Additional changes coming in the Ceres protocol upgrade
Bitwise operations built-in
The Bitwise
standard library will be replaced with built-in (binary) operations:
band, bor, bxor, bnot, <<, >>
These will be cheaper to use, and code can be written in a more natural way. For example, compare a band b
to Bitwise.and(a, b)
Adding Int.mulmod
This will combine multiplication with modulus - which will save gas on computation, but most prominently on space since you don’t need to allocate memory the large product value. I.e. Int.mulmod(a, b, n)
will be equivalent to (a * b) % n
Adding Crypto.poseidon
The addition of a ZK(SNARK) friendly hash function is crucial to be able to write interesting and at the same time efficient Zero-knowledge proof applications. The Crypto.poseidon
hash function would take approximately 600 operations to implement in the underlying integer arihtmetic circuit, while for example sha256
would require 20000 operations!
Adding Address.to_bytes
Easily converting to the byte array repersentation of an address should be useful when hashing etc.
Replacing AENS
with AENSv2
The introduction of raw data pointers to AENS means, in order not to make old code invalid, that we have to bump the AENS standard library. The new functionality is available in the namespace AENSv2
.
Adding arbitrary sized binary data (still WIP, no link)

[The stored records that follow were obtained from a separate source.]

PR #210, opened 2026-05-23
fix(electron/reader): debounce EPUB location-save IPC writes

matovu-farid:
Closes #174.

## Summary
- Debounce per-page-turn location-save IPC calls with a trailing flush on unmount so rapid page-turns don't hammer disk while preserving the last read position.

## Test plan
- [ ] `pnpm test -- useDebouncedLocationSave` — debounce contract test passes
- [ ] `pnpm typecheck` — clean

PR #218, opened 2026-05-23
fix(electron/db): drop cover BLOB from list queries; lazy-load via getCover

### LINKED ISSUE #190: electron/fs: lazy-load book covers (getAllBooks should not include BLOBs)
## Summary
`SELECT *` in `getAllBooks` (`queries.ts:122–126`) includes the cover BLOB for every book. 1000 books × 50 KB ≈ 50 MB per library load, all over IPC.

## Files
- apps/rishi-electron/src/main/database/queries.ts (lines 122–126)

## Acceptance
- [ ] Unit: with 1000 synthetic books × 50 KB covers, `getAllBooks()` heap delta < 5 MB. Covers fetched via a separate `cover:get(bookId)` lazy call.
- [ ] Library list IPC payload below an explicit threshold.

## Source
.parity/2026-05-23-electron/CRITIQUE-file-io.md#FIO-016

matovu-farid:
Closes #190.

## Summary
- `getAllBooks` (and the underlying `books:getAll` IPC) now SELECTs an explicit column list that **excludes the `cover` BLOB**. Cover bytes default to `[]` on returned rows. With N books in a library at ~50 KB per cover, this drops N × 50 KB of memory + IPC payload on every library refresh.
- New `getCover(bookId)` query + `books:getCover` IPC channel returns the BLOB on demand (or `null` for unknown ids). Wired through `ipc-contract.ts`, the preload bridge, `types.ts`, `test-setup.ts`, and renderer `lib/api.ts`.
- Consumer strategy: **(a) — lazy fetch**. The only renderer call site reading `book.cover` is `FileComponent.tsx`'s `BookCoverImage`. It now calls `getCover(book.id)` on mount via a coalescing in-flight map, then caches the resulting blob URL at module scope so remounts paint synchronously without flash. Total renderer delta: ~70 lines, well under the 100-line threshold for option (a).
- Existing module-level URL/Image cache behavior (warm-paint on library remount, single decode per book) is preserved; the only change is that the first paint per book now goes through an IPC fetch instead of using bytes pre-loaded by the list query.

## Tests
- Added 6 unit tests in `queries.test.ts`:
  - `_getAllBooksWithDb` returns books with `cover: []` (BLOB not loaded).
  - `_getAllBooksWithDb` still populates title / coverKind / format metadata.
  - `_getAllBooksWithDb` skips soft-deleted books (parity check).
  - `_getCoverWithDb` returns raw bytes for a known id.
  - `_getCoverWithDb` returns `null` for an unknown id.
  - `_getCoverWithDb` returns an empty Buffer when the book has no cover stored.
- Test schema was missing `file_size` (pre-existing latent gap). Added so the explicit SELECT column list resolves.

## Test plan
- [x] `pnpm exec vitest run src/main/database/queries.test.ts` — 18/18 pass (12 existing + 6 new).
- [x] `pnpm exec vitest run src/renderer/src/lib/api.test.ts src/renderer/src/components/FileComponent.test.tsx` — 19/19 pass.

In order to make byte arrays more useful we’re introducing the type bytes()
meaning a byte array of any size (a size not known at compile time). We’re extending Bytes.concat
to handle concatenation also of arbitrary sized byte arrays, we’re adding Bytes.split_any(b : bytes(), at : int) => option(bytes() * bytes())
that will (if possible) split an arbitrary byte array. There will also be functions to convert between fix sized byte arrays and arbitrary sized byte arrays. And we will add the functions Int.to_bytes(val : int, byte_size : int) => bytes()
and String.to_bytes(s : string) => bytes()
.